Será que é possível estar tão perto de Deus a ponto de se tornar ausente para o mundo?
A parashá Acharei Mot abre com uma advertência intrigante, lembrando a morte dos filhos de Aarão, Nadav e Avihu, que “morreram por se aproximar demais da presença do Eterno” (Lev. 16:1). À primeira vista, a afirmação parece paradoxal. Afinal, não é a proximidade com o Divino o objetivo máximo de toda vida espiritual?
No entanto, a Torá nos alerta para o perigo do entusiasmo desmedido. Uma devoção que busque tanto estar perto do divino e se esquece de manter os pés firmes na terra pode levar à morte, no sentido de uma renúncia à sua vida. A tragédia desses jovens sacerdotes (cohanim) sugere que uma espiritualidade que nos desconecta das responsabilidades humanas e do cuidado com o próximo não é santidade, mas um autoequívoco espiritual.
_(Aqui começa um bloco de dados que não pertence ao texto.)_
PR #299, opened 2020-06-26
Remove ListItem off CharString

rprospero:
This removes the ListItem base from the CharString class.  It's part of issue #257.

### DIFF
--- a/src/base/lineparser.cpp
+++ b/src/base/lineparser.cpp
@@ -763,14 +763,14 @@ void LineParser::getAllArgsDelim(int optionMask)
     while (!endOfLine_)
     {
         // Create new, empty CharString
-        arg = new CharString;
+        CharString arg;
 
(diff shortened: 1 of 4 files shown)


src/base/lineparser.cpp
```diff
@@ -763,14 +763,14 @@ void LineParser::getAllArgsDelim(int optionMask)
...
-        if (getNextArg(optionMask, arg))
+        if (getNextArg(optionMask, &arg))
         {
             // printf("getAllArgsDelim arg=%i [%s]\n", arguments_.nItems(), arg->get());
             // Add this char to the list
-            arguments_.own(arg);
+            arguments_.push_back(arg);
         }
         else
             delete arg;
```
trisyoungs, line 776: No need to delete the arg here. I suspect that this might be causing the segfaults in the serial test pipeline.

PR #302, opened 2020-07-10
Acid FF and Forcefield bug-hunt

trisyoungs:
This PR is rooted in adding a sulphuric acid forcefield (Kulmala 2010), but propagated the following modernisation of the Forcefield class:

- Use std::vector to store forcefield data where it wasn't before.
- Pass references to ForcefieldAtomTypes instead of pointers to term matching functions.
- Instantiate atom type / term data for forcefields in new (pure virtual) setUp() function rather than the ctor to allow better error handling.
- Rework Universal Forcefield (UFF) to use references.

At present, forcefield atom types are not assigned correctly to even simple molecules, which appears to stem from bad references to ForcefieldAtomTypes or other associated memory corruption (potentially linked to how they are stored in `Forcefield::atomTypesByElementPrivate_`.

A chave para entender esse limite está na própria língua hebraica. A palavra para sacrifício, korbán, compartilha a raiz com karov (próximo) e hikriv (aproximar). O ensinamento da Torá parece ser que, em momentos determinados, devemos buscar essa aproximação, mas não todo o tempo. O propósito de Levítico não é o ritual pelo ritual, mas o estabelecimento de um protocolo de intimidade segura.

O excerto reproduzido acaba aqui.